[Exercise materials Boundary: Start]

PR #402, opened 2026-08-21
Phase 2: decode Raw and CopyRect through a generator pump

sibson:
Phase 2 of `specs/decoder-architecture.md`, now based on main since #399 merged. #405 and #406 sit above it.

A decoder becomes a generator that yields the byte count it wants and receives those bytes back. Raw and CopyRect move to `vncdotool/decoders/` behind a registry; the rest stay on the continuation-passing path until their phases. `updateRectangle` gains the `PixelFormat` its bytes are in — the contract change #385 warned about — and `fillRectangle` is no longer called for the migrated encodings.

**N1 is not met and needs a decision.** `make bench` replays a committed Raw fixture: 3.8ms on main, 4.7ms here, median of 60 runs. Two rounds of profiling; the two obvious hypotheses were wrong and were reverted. What is left is per-rectangle cost the design implies, and Raw is its worst case — already one paste per rectangle, so the single-paste win that pays for the pump elsewhere buys it nothing. Accept ~20% on Raw, or spend a fast path on it; I did not want to invent API to beat a benchmark without you.

The abort fix is the other thing worth reading closely: a failed decode used to leave the parked handler armed, so the parser re-entered a terminated generator and painted from an untouched buffer after the session was declared bad.

Tested: 271 unit tests, `flake8` clean, fleet and OS-server jobs green.

Issue #385, opened 2026-08-19
Subclass compatibility survey: RFBClient.fillRectangle / updateRectangle / image_mode


sibson:
🤖 Claude Code: Part of the pluggable-decoders refactor (see `specs/decoder-architecture.md`, Phase -1).

`vncdotool/rfb.py` is being split so each encoding decodes into a canonical
pixel format independently of the client, instead of the current
continuation-passing state machine spread across `RFBClient`. Two callback
contracts change once that lands:

- `updateRectangle` will receive canonical-format bytes instead of
  server-format ones, and one call per rectangle instead of one per tile.
- `fillRectangle` stops being called — decoders will fill a rect buffer
  directly instead.

`self.image_mode` also stops reflecting anything you can rely on by reading
it directly; it becomes a property.

`api.connect(..., factory_class=...)` and `RFBFactory.protocol` are a
supported extension point, so subclasses of `RFBClient` (or
`VNCDoToolClient`) overriding either hook, or reading `image_mode`, may
exist — we have no evidence either way. If that's you: **comment here**.
We'll design compatibility around real usage rather than break it silently.

Until then, subclassing either hook or `VNCDoToolClient.setImageMode` /
reading `image_mode` will start emitting a `FutureWarning` pointing at this
issue, with no behavior change yet.

sibson:
🤖 Claude Code:

The `fillRectangle`/`updateRectangle` contracts have now actually changed on `main` for 2.0, so the `FutureWarning` a subclass gets has been reworded from "will change in a future release" to naming the completed 2.0 change (#493). This issue stays open through the 2.0 release: if the change broke a subclass of yours, that is exactly what we want to hear about here, and there is still time to design compatibility around a real case rather than a hypothetical one.

PR #405, opened 2026-08-21
Phase 3: --encodings, and RRE and CoRRE on the registry

sibson:
Phase 3 of `specs/decoder-architecture.md`, stacked on #402 — this diff is the last two commits.

`--encodings` is the point of the phase: the client offered `[RAW]` plus the pseudo-encodings whatever the server supported, so every other encoding was compiled and never run. RRE and CoRRE become one generator each, CoRRE inheriting RRE's with a narrower coordinate struct, which is the entire difference between them.

**Making them selectable made two dead bugs live, so they are fixed here rather than carried across:** CoRRE raised on a format string missing its `f` prefix and stopped after the first subrectangle, and `copyRectangle` was a docstring and nothing else. `tests/unit/test_decoder_bugs.py` is gone — its `@expectedFailure` reproductions pass now and move into `test_decoders.py`.

Two choices a reviewer should check: subrectangle coordinates are rectangle-local, so there is a test with the rectangle off the origin, where a screen-coordinate decoder would still pass; and a subrectangle count larger than the rectangle has pixels is refused, which is our bound, not the spec's.

Tested: 283 unit tests, `flake8` clean. Decoder bytes come from RFC 6143 §7.7.3 and rfbproto, not from our decoder. `tests/functional/test_encodings.py` renders each encoding against the fleet and separately asserts tigervnc really emits RRE rather than answering with Raw.

Not done: the encoding probe filling in the UltraVNC and Screen Sharing columns of the support table — needs the OS fleet, worth its own change.


sibson:
Reviewed for protocol correctness against rfbproto, and separately for tests and conventions. The RRE and CoRRE wire handling came back clean — field order, coordinate widths, the unsigned count, and CoRRE-as-RRE-with-narrower-coordinates all check out against the spec text, and the subrectangle-count guard cannot reject a conforming stream. What the review did find was in `copyRectangle`, which this PR implements for the first time. All fixed in the commit above.

- **A copy whose source ran off the framebuffer pasted black.** Pillow zero-fills a crop that leaves the image, so the framebuffer was quietly corrupted and a screenshot would have lied about it — while an RRE subrectangle one pixel past its rectangle ends the session. Inconsistent, and the silent half was the wrong half. The source is now bounded in the decoder.
- **A copy landing past the announced size was clipped.** `updateRectangle` grows the canvas for servers that paint outside what they announced (the VMware ESXi case its comment names); a copy out there is the same case and now grows the same way.
- **`drawCursor` was never called**, so under `--localcursor` a copy over the pointer erased it until something else repainted, and a copy whose source held the composited pointer stamped a permanent ghost at the destination.

Also corrected: the `[BREAKING]` changelog entry said `fillRectangle` is no longer called for Raw and CopyRect. RRE and CoRRE composite into a rect buffer too, so a subclass overriding only `fillRectangle` — exactly the case #385 warned about — now renders nothing for those either. And a comment claimed encodings still on `rfb.py`'s path *cannot* be offered; they decode fine, they are simply out of scope until their phase.

Two notes rather than changes. `SUPPORTED_ENCODINGS` turns out to have no reader anywhere in the tree — deriving it from the registry is therefore inert today, correct for the phase but not load-bearing. And the strictness this inherits from #402 becomes reachable here: a server emitting a malformed RRE subrectangle now loses its connection where it previously rendered slightly wrong. That is the R6 trade the spec asks for, but it is worth being a deliberate choice rather than an inherited one.

---

vncdotool/client.py
```diff
@@ -424,6 +425,25 @@ def updateRectangle(
 
         self.drawCursor()
 
+    def copyRectangle(
+        self, srcx: int, srcy: int, x: int, y: int, width: int, height: int
+    ) -> None:
+        if self.screen is None:
+            return
+        region = self.screen.crop((srcx, srcy, srcx + width, srcy + height))
+        # Pillow pastes what fits and drops the rest, so a copy landing
```
sibson: I think Pillow behavoiur is correct.  Why do we need to grow?

vncdotool/decoders/rre.py
```diff
@@ -0,0 +1,50 @@
...
+from __future__ import annotations
+
+from struct import Struct, unpack
+from typing import TYPE_CHECKING, ClassVar, Iterator
+
+from ..const import Encoding
+from .base import DecodeError, PixelDecoder
+
+# rfb.py imports this package, so importing from it at runtime is a cycle.
+if TYPE_CHECKING:  # pragma: no cover
```
sibson: Keep an eye out for a rebase that will solve this

vncdotool/decoders/rre.py
```diff
@@ -0,0 +1,50 @@
...
+        # The count is a U32 and the specs do not bound it, but a
+        # subrectangle covers at least one pixel and this encoding exists to
+        # be smaller than Raw, so more of them than the rectangle has pixels
+        # is malformed rather than merely wasteful.
+        if count > target.width * target.height:
+            raise DecodeError(
+                f"{count} subrectangles in a {target.width}x{target.height} rectangle"
+            )
+
+        size = bypp + self.COORDS.size
```
sibson: would bytes be a better name than size?

tests/functional/test_encodings.py
```diff
@@ -0,0 +1,67 @@
...
+
+from PIL import Image
+
+from vncdotool import decoders
+
+from .vncservers import HOST, TIGERVNC, port_open, run_vncdo
+
+SCENES_DIR = Path(__file__).resolve().parents[1] / "goldens" / "scenes"
+
+# tigervnc answers a request for CoRRE with Raw (see the fleet encoding
```
sibson: run a spike to verify this, link to PR that verifies rather than hold unsubstanciated claim

tests/functional/test_encodings.py
```diff
@@ -0,0 +1,67 @@
...
+            result = run_vncdo(
+                TIGERVNC, "-v", "--encodings", encodings,
+                "key", key, "pause", "0.3", "capture", str(path),
+            )
+            if result.returncode != 0:
+                self.fail(f"vncdo --encodings {encodings} failed ({result.returncode}): {result.stderr}")
+            return Image.open(path).convert("RGB").copy(), result.stderr
+
+    def test_every_encoding_renders_the_scene_it_was_shown(self) -> None:
+        for name in sorted(decoders.ENCODING_NAMES):
```
sibson: generative?

tests/functional/test_encodings.py
```diff
@@ -0,0 +1,93 @@
...
+    """One encoding against the images the server was shown.
+
+    Not a TestCase itself, so the loader collects it only through the
+    subclasses load_tests builds.
+    """
+
+    encoding: str
+
+    def test_renders_every_scene(self) -> None:
+        for key in SCENES:
```
sibson: generative?  Is a test fails can we post the screens as pr comments?

vncdotool/client.py
sibson: 🤖 Claude Code: Agreed, dropped in 7113625 — `copyRectangle` is crop/paste/drawCursor again. It was strictly dead code: the commit that added the grow only tested the source-bounds refusal, and no server was ever observed copying past the announced size (unlike `updateRectangle`, whose growth has the VMware ESXi case behind it).

vncdotool/decoders/rre.py
sibson: 🤖 Claude Code: That rebase landed. #415 moved `PixelFormat` below `rfb.py` and split `DecodeError` into `decoders/errors.py`, so the `TYPE_CHECKING` guard and the quoted annotations are gone — `rre.py` now imports `PixelFormat`, `RectBuffer` and `DecodeError` for real.

vncdotool/decoders/rre.py
sibson: 🤖 Claude Code: Renamed to `nbytes` in 6add191. Not `bytes` — it would shadow the builtin in a module that unpacks byte strings a few lines below.

tests/functional/test_encodings.py
sibson: 🤖 Claude Code: Spike ran, claim held: #417 probed the fleet tigervnc 1.12.0 at the socket — a CoRRE-only offer came back Raw every time, an RRE-only offer came back RRE, and x11vnc answered the same CoRRE probe with CoRRE. Upstream `EncodeManager::supported()` accepts Raw, RRE, Hextile, ZRLE and Tight only. The comment now cites that measurement (71a0f58); #417 carries the spec-table half.

tests/functional/test_encodings.py
sibson: 🤖 Claude Code: Done in 6add191 — `load_tests` builds a case per encoding, following `tests/unit/test_goldens.py` and `tests/functional/test_pixel_format.py`. 95c35d2 then extended it to the cross product with scenes, so ids read `TestRenders_rre_scene_s`. The convention is in CLAUDE.md.

tests/functional/test_encodings.py
sibson: 🤖 Claude Code: Generative half done in 95c35d2 — one case per encoding and scene, so a failure names both (`TestRenders_corre_scene_0`), and CLAUDE.md now says to generate the cross product rather than loop the inner set.

Posting the screens on failure is a separate piece of work and is queued, not done: captured / oracle / diff images published only when a comparison fails, following the workflow #416 added for decode counts. Leaving this thread open until that lands.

[Exercise materials Boundary: End]

Begin with the first line of the data above and, please, print each line exactly until you have printed the line containing "Tested: 271 unit"; print nothing else.

● **Completed task**:
PR #402, opened 2026-08-21
Phase 2: decode Raw and CopyRect through a generator pump

sibson:
Phase 2 of `specs/decoder-architecture.md`, now based on main since #399 merged. #405 and #406 sit above it.

A decoder becomes a generator that yields the byte count it wants and receives those bytes back. Raw and CopyRect move to `vncdotool/decoders/` behind a registry; the rest stay on the continuation-passing path until their phases. `updateRectangle` gains the `PixelFormat` its bytes are in — the contract change #385 warned about — and `fillRectangle` is no longer called for the migrated encodings.

**N1 is not met and needs a decision.** `make bench` replays a committed Raw fixture: 3.8ms on main, 4.7ms here, median of 60 runs. Two rounds of profiling; the two obvious hypotheses were wrong and were reverted. What is left is per-rectangle cost the design implies, and Raw is its worst case — already one paste per rectangle, so the single-paste win that pays for the pump elsewhere buys it nothing. Accept ~20% on Raw, or spend a fast path on it; I did not want to invent API to beat a benchmark without you.

The abort fix is the other thing worth reading closely: a failed decode used to leave the parked handler armed, so the parser re-entered a terminated generator and painted from an untouched buffer after the session was declared bad.

Tested: 271 unit tests, `flake8` clean, fleet and OS-server jobs green.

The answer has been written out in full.